PNR general manager Deovanni Miranda is asking Congress for an additional budget so that his agency could revive Lucena-Naga trips, spanning more than 250 kilometers, by the end of 2026.
For 2026, the Department of Budget and Management is proposing to give the PNR an allocation of P351.62 million, far from the original request of P9.19 billion.
Right now, the PNR is repairing the bridges and tracks to the north of Sipocot, Camarines Sur. It is aiming to reconnect the line to Lucena to provide commuters with rail transit when traveling in Southern Tagalog and Bicol.
Without the requested capital, Miranda said it would be challenging to sustain train services.
The PNR will use the funding to procure maintenance equipment and new locomotives to ensure that trips are comfortable and reliable.
‘The PNR still does not have good maintenance equipment and a train workshop in our southern operations. We still use the same old style of manual maintenance. We don’t have a new fleet of trains which can provide comfortable and reliable long-haul travel,’ Miranda told The STAR.
Fortunately, the PNR is receiving offers from rail operators in Japan and Taiwan for the donation of narrow-gauge locomotives to boost its fleet for Lucena-Naga trips.
The PNR is also ready to spend as much as P143.84 million to migrate its old trainsets in Manila and Caloocan to serve the Lucena and Camarines Sur lines.
A new, improved railway is waiting to be built in the Bicol Region, called the South Long Haul Project.

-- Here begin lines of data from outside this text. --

Issue #2780, opened 2015-10-03
Direct select tool shortcut is active when not in mask mode


iwehrman:
When not in mask mode, the `a` shortcut currently activates the direct select tool. It shouldn't do that.

mcilroyc:
FBNC to ... @chadrolfs ?  since he marked it high pri

PR #2937, opened 2015-10-13
move shortcut for vector superselect tool into vector mode aware handler

pineapplespatula:
fix for issue #2780

### DIFF
--- a/src/js/actions/tools.js
+++ b/src/js/actions/tools.js
@@ -519,6 +519,7 @@ define(function (require, exports) {
      */
     var _toolModalStateChangedHandler,
         _vectorMaskHandler,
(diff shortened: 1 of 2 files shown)


src/js/actions/tools.js
```diff
@@ -519,6 +519,7 @@ define(function (require, exports) {
      */
     var _toolModalStateChangedHandler,
         _vectorMaskHandler,
+        _vectorSelectMaskHandler,
```
mcilroyc: this is an old problem, obviously, but I wonder if these shouldn't get nulled out by onReset?

mcilroyc:
LGTM

Issue #2819, opened 2015-10-06
Incorrect layer index after placing file


iwehrman:
1. Create a new artboard document.
2. Drag an image from the desktop onto the document.
3. Place the image.

Result: the empty layer remains next to the new layer that corresponds to the placed layer. But, the empty layer has been removed by Photoshop.
Expected: The artboard has only one child layer, which is the placed layer.

iwehrman:
CC @mcilroyc @shaoshing. Is this a dupe? I know we've gone back and forth on this with `addLayers`...

mcilroyc:
I'm not aware of a dupe.  It is semi-related to a bug on my plate, but not a dupe.  1613.  I can take this if neither of you has an affinity for it.

shaoshing:
For future reference:

The expected behaviors after placing file 

1. place file via menu item (place linked or embedded): empty layer will be replaced.
2. drag-n-drop local file: empty layer will be replaced.
3. drag-n-drop CC libraries graphic: empty layer will not be replaced.

https://www.dropbox.com/s/j2zso98s9qzd927/replace-layer.mov?dl=0

mcilroyc:
FBNC to @chadrolfs

chadrolfs:
caveat: empty layer needs to be targeted (selected in layers panel) for it to be replaced.

mcilroyc:
yes, just confirming/agreeing, that is part of PS's heuristic, as far as we can tell

Issue #2651, opened 2015-09-25
React warnings about duplicate key props


iwehrman:
`Warning: Each child in an array or iterator should have a unique "key" prop. Check the render method of DropShadowList. See https://fb.me/react-warning-keys for more information.`

To repro, ungroup the last artboard in Vermilion.

iwehrman:
I'm also seeing this: 
`Warning: Each child in an array or iterator should have a unique "key" prop. Check the render method of UnsupportedEffectList. See https://fb.me/react-warning-keys for more information.`

iwehrman:
It's back! I'm seeing this:
` Warning: Each child in an array or iterator should have a unique "key" prop. Check the render method of DropShadowList. See https://fb.me/react-warning-keys for more information.` 

To repro, open Vermilion and select the following layer range:
![image](https://cloud.githubusercontent.com/assets/1075154/10297514/e9b9f4be-6b88-11e5-83d1-35ed3cb03e8c.png)

mcilroyc:
@iwehrman mind validating this?

iwehrman:
No warnings in sight. Fixed by #2942.

PR #2942, opened 2015-10-14
Fix incorrect layer index after placing file and calm React warning

shaoshing:
This PR fixes:

1 selected empty layer is not replaced after placing file. addresses issue #2819. I checked the three difference way of placing file and here is the summary:

1. place file via menu item (place linked or embedded): empty layer will be replaced.
2. drag-n-drop local file: empty layer will be replaced.
3. drag-n-drop CC libraries graphic: empty layer will not be replaced.

**Require dev > 743 to receive the replaced layer id in `placeEvent` attributes**

screen shot 2015-10-14 at 11 27 42 am

2 React warn about missing unique key in children. #2651

### DIFF
--- a/src/js/jsx/sections/style/ShadowList.jsx
+++ b/src/js/jsx/sections/style/ShadowList.jsx
@@ -440,6 +440,10 @@ define(function (require, exports) {
                 // Group into arrays of dropShadows, by position in each layer
                 var shadowGroups = collection.zip(collection.pluck(layers, "dropShadows"));
                 
+                if (shadowGroups.isEmpty()) {
+                    return null;
+                }
+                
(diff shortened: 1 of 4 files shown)


src/js/jsx/sections/style/ShadowList.jsx
```diff
@@ -452,15 +456,11 @@ define(function (require, exports) {
                     );
                 }, this).toList();
             } else {
-                shadowsContent = Immutable.List.of((
+                shadowsContent = (
```
shaoshing: The reason of changing from list to single react component is because React require all children to have a unique key prop, if you pass in a list/array as child component.

mcilroyc:
LGTM

Issue #2840, opened 2015-10-06
Reference point: Y moves as H changes


ktaki:
If a reference point is set to the center row or bottom row, changing H will change Y. This should not happen.

chadrolfs:
Yes, some wacky stuff is going on here

iwehrman:
FBNC to @ktaki and/or @chadrolfs.

ktaki:
Looks good!

PR #2948, opened 2015-10-14
Reference Point: Changing W and H does not change X and Y coordinates

DivyaPrabhakar:
References issue #2840 

Before: 

After: 
Correct behavior -- X and Y only changes when the reference point is changed. When one changes the Width or Height, the layer should move in the opposite direction as the reference point. For example, if the reference point is set to Bottom Right, changing the width should move the left position of the layer and changing the height should change the top position of the layer. The reference point serves as an anchor, therefore does not move. Thus, the X and Y coordinates should not move either when changing the height and width inputs.


iwehrman:
LGTM!

Issue #2945, opened 2015-10-14
Dragging SVG in DS fails - empty drag (file not added)


zoranagee:
Select an SVG file in CC Libraries and drag to document

RESULT: nothing
EXPECTED: SVG file to be placed (works in standard)

chadrolfs:
I CNR, this works for me with current staging build 1676

zoranagee:
There are so many flavors of SVG - I'll add you to my library and you can try that file there.

chadrolfs:
Repro: (quick) - attempt to drag "Trash" from  library: Test - OK to accidentally nuke" onto canvas

chadrolfs:
Repro: (real-world) - from CC (icon on OS menu bar) click on Assets, search for SVG, add asset to a library, drag it from library to canvas

shaoshing:
@chadrolfs Thank you for the repro and file, I am looking at it now.

mcilroyc:
@shaoshing can you push this over to @chadrolfs if you think it is addressed now with his latest repro file?

PR #2952, opened 2015-10-14
CC Libraries: fix for BMP and SVG graphic types

shaoshing:
This PR fix BMP and SVG graphic types so that you can add them to libraries, or drag from libraries. It also added checker to prevent from creating graphic with wrong representation type. Addresses issue #2945

This is a testing library I created with all graphic types: http://adobe.ly/1QtMpK3


shaoshing:
BTW, the add graphic button is broken for locally-linked smart object and is fixed in #2923

mcilroyc:
LGTM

The SLH was supposed to be funded by a loan from China, but Manila withdrew its request in 2023 due to Beijing’s inaction.
The SLH will build a 557-kilometer line between Sucat, Muntinlupa and Matnog, Sorsogon, parallel to the old Bicol Express. Since the SLH will deploy high-speed trains, it will slash travel time from Manila to Bicol to just four hours.
Economist and former Albay lawmaker Joey Salceda is hoping France will take the project as conveyed by French Minister Delegate for Foreign Trade and French Nationals Abroad Laurent Saint-Martin during his April visit.
Salceda recognizes the funding issue faced by the SLH, especially as it would cost P175 billion to build, making it one of the most expensive projects in the government’s rail pipeline.
For comparison, the Metro Rail Transit Line 7 is estimated to cost P68.2 billion, while the Light Rail Transit Line 1 Cavite Extension Project requires less at P64.9 billion.
Bicol Saro party-list Rep. Terry Ridon is asking the Department of Transportation (DOTr) to find the SLH a new financier immediately.
Given the scale of the SLH, it is banked on to bolster the economic prospects of Bicol, one of the country’s poorest regions.
Based on data from the Philippine Statistics Authority, poverty incidence in Bicol remains one of the highest at 20.3 percent as of 2023. This is nearly double the national average of 10.9 percent.
‘It (SLH) can provide more impactful outcomes for the regional corridors of Bicol and Southern Tagalog on economic growth, poverty reduction and reduced travel times,’ Ridon told The STAR.
President Marcos has framed his administration as a period for rail renaissance, initially eyeing to partially operate within his term the country’s largest rail projects: the North-South Commuter Railway and the Metro Manila Subway Project.
Instead, the DOTr was burdened with troubles in right of way acquisition, delaying the timelines of ongoing projects, while proposed ones like SLH lost potential funders.